OAH formed as the Mississippi Valley Historical Association at a meeting in Lincoln, Nebraska, of seven historical societies of the Mississippi Valley on October 17 and 18, 1907.  The organization, devoted to studying the Mississippi Valley region, began a tradition of holding an annual meeting each year, and began quarterly publication in 1914 of the Mississippi Valley Historical Review.  As the scholarly emphasis of the organization and its journal developed and spread over time, its initial emphasis on the Mississippi Valley came under sharp challenge from members who wanted a better title and a wider scope.  Ray Billington, OAH president in 1962-1963, detailed four issues that arose and caused bitter quarreling during the discussion about the proposed name change in a 1978 Journal of American History essay:  the desire to use the association's prestige to fight for liberal reforms,  to change the association's name to represent a national scope, to democratize its oligarchical structure, and to take a firm stand against racial discrimination in terms of hotels and meeting cities. The reformers were successful and the Mississippi Valley Historical Review was renamed the Journal of American History and the organization, correspondingly, was renamed the Organization of American Historians the following year.

Indiana University was selected as home for the editorial offices of the Mississippi Valley Historical Review predecessor to the Journal of American History in 1963. Prior to relocating to Indiana, the editorial offices were located at Tulane University. The organization moved its business offices to Indiana in the summer of 1970 from its home on the campus of the University of Utah in Salt Lake City, Utah. The organization's headquarters are in Bloomington, Indiana on the campus of Indiana University in the Raintree House (also referred to as the Millen-Stallknecht House, #105-055-80021 in City of Bloomington Historic Sites and Structures Inventory).The Raintree House is a Greek Revival style brick house. The house gets its name from two large raintrees (Koelreuteria paniculata), which stand on the property. Built by William Moffett Millen c. 1845, it is an excellent example of the Georgian house plan favored by well-to-do farmers in southern Indiana and the Upland South in the mid-nineteenth century.

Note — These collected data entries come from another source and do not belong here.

PR #898, opened 2019-07-03
Payroll: Move payroll example kit into `contracts/examples/` dir

facuspagnuolo:
Simply to avoid confusing with a real kit, it is only used for testing purposes

### DIFF
--- a/future-apps/payroll/.solcover.js
+++ b/future-apps/payroll/.solcover.js
@@ -2,6 +2,7 @@ module.exports = {
     norpc: true,
     copyPackages: ['@aragon/os', '@aragon/apps-finance', '@aragon/apps-vault', '@aragon/test-helpers'],
     skipFiles: [
+        'examples',
         'test',
         '@aragon/os',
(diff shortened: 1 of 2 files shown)


future-apps/payroll/.solcover.js
```diff
@@ -2,7 +2,6 @@ module.exports = {
     norpc: true,
     copyPackages: ['@aragon/os', '@aragon/apps-finance', '@aragon/apps-vault', '@aragon/test-helpers'],
     skipFiles: [
-        'PayrollKit.sol',
```
sohkai: Should we add `examples/` to this skip list?

facuspagnuolo: sure, forgot to update this one 😅

facuspagnuolo:
> We should also double check if https://github.com/aragon/aragon-apps/blob/master/future-apps/payroll/package.json#L27 still works (I think it does, assuming Truffle compiles it).

confirmed! 👌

The OAH was admitted to the American Council of Learned Societies in 1971. It is a foundational partner of the National Coalition for History and the National Humanities Alliance.

Advocacy 
Guided by its mission, the OAH regularly advocates for the study, teaching, and presentation of American history, the equitable treatment of all those who work in the field, and public engagement with history. The OAH is a member of the National Humanities Alliance and National Coalition for History and regularly participates in advocacy efforts related to federal funding for the National Archives and Records Administration, the National Historical Publications and Records Administration, National Endowment for the Humanities, etc.

The Organization often submits amicus curiae briefs for matters being argued before the U.S. Supreme Court as well as district courts. In doing so it aims to present the court with an accurate account of the history of the cases being litigated. The OAH does not advocate for a particular legal standard rather, as a steward of history, it seeks to ensure that the Court is presented with accurate portrayals of American history. The most recently submitted brief was in the case of Dobbs v. Jackson Women's Health Organization. Previous briefs include those submitted for Perry v. Hollingsworth, U.S. v. Windsor,  Obergefell v. Hodges, and In re: National Prescription Opiate Litigation.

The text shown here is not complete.